While this metric is easy to compute, it often fails to reflect the true user experience.
The problem with averages is that they can hide variability. A system may appear fast on average while still delivering poor performance to a significant number of users. For example, if most requests are fast but a few are extremely slow, the average may still look acceptable,even though some users are experiencing serious delays.
Using Percentiles for Better Insight
To get a more accurate picture of performance, engineers use percentiles.
When response times are sorted from fastest to slowest:
- The median (50th percentile) represents the middle value
- The 95th percentile (p95) shows the response time under which 95% of requests fall
- The 99th percentile (p99) highlights the worst-case scenarios experienced by a small percentage of users
For example:
- If the median response time is 200 ms, it means half of all requests are completed in less than 200 ms, while the other half take longer
- If the p95 is 800 ms, it means 5% of users experience delays longer than 800 ms
Percentiles provide a clearer understanding of how performance is distributed across users, especially when identifying slow or problematic requests.
Performance as a Distribution, Not a Single Value
In real-world systems, response time is not constant, it varies from request to request. Even when the same operation is repeated multiple times, the results will differ slightly.
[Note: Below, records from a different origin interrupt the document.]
PR #138, opened 2026-04-16
storage: Fix possible double yield in iterator

doanac:
The yield on line 206 could return false but we'd still wind up calling the yield on line 200.

### DIFF
--- a/storage/file.go
+++ b/storage/file.go
@@ -204,6 +204,7 @@ func (s baseFsHandle) readFileLines(name string, ignoreNotExist bool, infinitySt
 			}
 			if err = scanner.Err(); err != nil {
 				yield("", err)
+				return
 			}
 			if infinityStop != nil {
 				// Tail functionality - simply re-create the scanner with the same fd after some time.


doanac:
VSCode has complained to me about this for ages. I think this is what you intended for this loop.

storage/file.go
```diff
@@ -203,7 +203,9 @@ func (s baseFsHandle) readFileLines(name string, ignoreNotExist bool, infinitySt
 				}
 			}
 			if err = scanner.Err(); err != nil {
-				yield("", err)
+				if !yield("", err) {
+					return
+				}
```
vkhoroz: I think we should return unconditionally. There is no way to continue after an error, as we reuse the same file descriptor.
IIUC the caller is not willing to continue here as well; but it's better to have a safeguard in both places, just in case if the caller was dumb enough to not handle an error.

vkhoroz (approved):
Thanks for this fix.

storage/file.go
doanac: updated in force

This variability occurs because performance is influenced by many unpredictable factors, including:
- Background processes consuming system resources
- Network instability or packet loss
- Garbage collection pauses in managed runtimes
- Disk access delays (e.g., page faults)
- Queueing delays during traffic spikes
- Hardware-level factors such as system interrupts
As a result, performance should always be viewed as a distribution of values, not a single number. Visualizing response times as a distribution helps identify patterns such as:
- Most requests being fast
- Occasional slow outliers
- Consistent performance degradation under load
Understanding this distribution is key to building systems that perform reliably under varying conditions.
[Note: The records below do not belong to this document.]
PR #140, opened 2026-04-20
fixup: quick fixes for watchdog, tests, and linter

vkhoroz:


doanac (approved):

go.mod
```diff
@@ -12,6 +12,7 @@ require (
 	github.com/mattn/go-sqlite3 v1.14.32
 	github.com/spf13/cobra v1.10.2
 	github.com/stretchr/testify v1.11.1
+	github.com/swaggo/swag v1.16.6
```
doanac, line 15: This actually causes problems for me. We don't use swag in our actual code. Its only used to generate docs for releases and PRs

doanac: So now my editor is warning me about needing to run "go mod tidy"

vkhoroz: Without this, when I run `golangci-lint run`, I get a plenty of errors referencing to the "not imported" swaggo.
But I guess, that might be because I run `make swagger` at some point in time.

Need to think how to resolve this.

vkhoroz: Actually, having swagger in `go.mod` is good, as otherwise its version is "free to be anything", allowing for the supply chain attacks.

We currently fetch latest swaggo/swag during the release process.
I guess that we can do the anonymous import of it somewhere, use `go mod download` inside release, and let the go mod machinery do the proper job.

WDYT?

vkhoroz: I think I'll leave this up to you, as tbh I've no quick idea how to resolve this.

I was only trying to get linter pass locally, and as you can see github actions passed too.
So, we're both at the "it works at my laptop" kind of a thing now - but either way causes a problem to one of our laptops.

I think I can try to delete all auto-generated swagger files on my laptop, and try to never run `make swagger` again.
But that makes it inconvenient to check if swagger generates well locally.

vkhoroz: @doanac this is the idea: https://github.com/foundriesio/dg-satellite/pull/142

doanac: I think the reason you see swaggo stuff is because you ran the Makefile w/o this update: 58f1813f9d10b32c8c2bda674b9ad5eaaa5e6f12

With that change, we no longer produce a file that references swaggo

vkhoroz: Yes, you're right: I run it a while ago, before that change.

Now I removed `doc/swagger`, and after re-run, there is no more dependency onto swaggo.

https://github.com/foundriesio/dg-satellite/pull/143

The Impact of Outliers on User Experience
Outliers-those unusually slow requests, can have a disproportionate impact on user experience. Even if only a small percentage of users encounter delays, those experiences can lead to frustration, reduced trust, and lost engagement.
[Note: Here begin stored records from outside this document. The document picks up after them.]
PR #141, opened 2026-04-20
ui: Handle TUF issues gracefully in updates view

doanac:
I see this in my instance where I'm doing custom CI for fioup and only need a targets.json file to exist. We fail to parse *all* the TUF metadata and don't even show the content about the update.

### DIFF
--- a/storage/file_updates.go
+++ b/storage/file_updates.go
@@ -5,6 +5,7 @@ package storage
 
 import (
 	"crypto/rand"
+	"encoding/json"
 	"errors"
 	"fmt"
 	"io"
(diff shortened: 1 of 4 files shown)


storage/file_updates.go
```diff
@@ -40,6 +41,42 @@ func (s *updatesFsHandleWrap) init(root string) {
...
+	if err = json.Unmarshal(content, &targets); err != nil {
+		return fmt.Errorf("error parsing targets.json: %w", err)
+	}
+
+	for _, t := range targets.Signed.Targets {
+		if slices.Contains(t.Custom.Tags, tag) {
+			return nil
+		}
+	}
+	fmt.Println("ANDY invalid", string(content))
```
vkhoroz: debug detected

storage/file_updates.go
```diff
@@ -40,6 +41,42 @@ func (s *updatesFsHandleWrap) init(root string) {
...
+func checkUpdateTargets(targetsPath, tag string) error {
+	content, err := os.ReadFile(targetsPath)
+	if err != nil {
+		if errors.Is(err, os.ErrNotExist) {
+			return fmt.Errorf("missing required targets.json file in tuf directory")
+		}
+		return fmt.Errorf("error reading targets.json: %w", err)
+	}
+
+	var targets tufTargetsSantity
```
vkhoroz: If you only need this struct for validation in a single place, you might declare the entire struct right here as an anonymous type:
```
var targets struct {
}
```

storage/file_updates.go
```diff
@@ -73,6 +110,11 @@ func (s updatesFsHandleWrap) SaveUpload(tag, update string, payload io.Reader, o
 					return fmt.Errorf("%w: must contain %q and/or %q directory",
 						ErrInvalidUpdate, UpdatesOstreeDir, UpdatesAppsDir)
 				}
+
+				path := filepath.Join(root, txDir, "unpacked/tuf/targets.json")
+				if err := checkUpdateTargets(path, tag); err != nil {
+					return fmt.Errorf("%w: %v", ErrInvalidUpdate, err)
+				}
```
vkhoroz, line 115: I'm not a great fan of deep diving into the validation of the updates tarball, as there are 100500 ways how it may be screwed up.

But, if we agree to only stick of a handful of trivial things like this one - let it be as you wish.

doanac: yep. This one is just so easy to make. We give the user the impression they can give the update any tag name they want. I fell victim for it and it took me 30 minutes to understand why.

storage/file_updates.go
doanac: fixed in force push

storage/file_updates.go
doanac: fixed in force push

vkhoroz (approved):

In many systems, improving the worst-case performance (e.g., reducing p99 latency) is more valuable than improving the average. This is especially true for applications where responsiveness is critical, such as financial services, real-time communication platforms, or e-commerce websites.
Scaling Performance with Increasing Load
As load increases, maintaining consistent performance becomes more challenging. Systems may experience:
- Increased queueing delays
- Resource contention (CPU, memory, I/O)
- Network congestion
- Higher failure rates
To address this, engineers must determine how to scale resources effectively. This may involve:
- Adding more servers (horizontal scaling)
- Increasing system capacity (vertical scaling)
- Optimizing code and database queries
- Implementing caching and load balancing
The goal is not just to handle more requests, but to do so without degrading performance.
Conclusion: Measuring What Matters
Describing performance is essential for building systems that are both reliable and scalable. By understanding how systems behave under load, engineers can make informed decisions about architecture, resource allocation, and optimization strategies.
Key takeaways include:
- Performance must be evaluated in context, based on system type
- Response time is critical for user-facing applications
- Averages are insufficient—percentiles provide better insight
- Performance should be treated as a distribution, not a single metric
- Outliers matter and should not be ignored
Effective performance measurement is about more than just numbers; it is about ensuring that systems deliver consistent, reliable experiences for all users, even as demand continues to grow.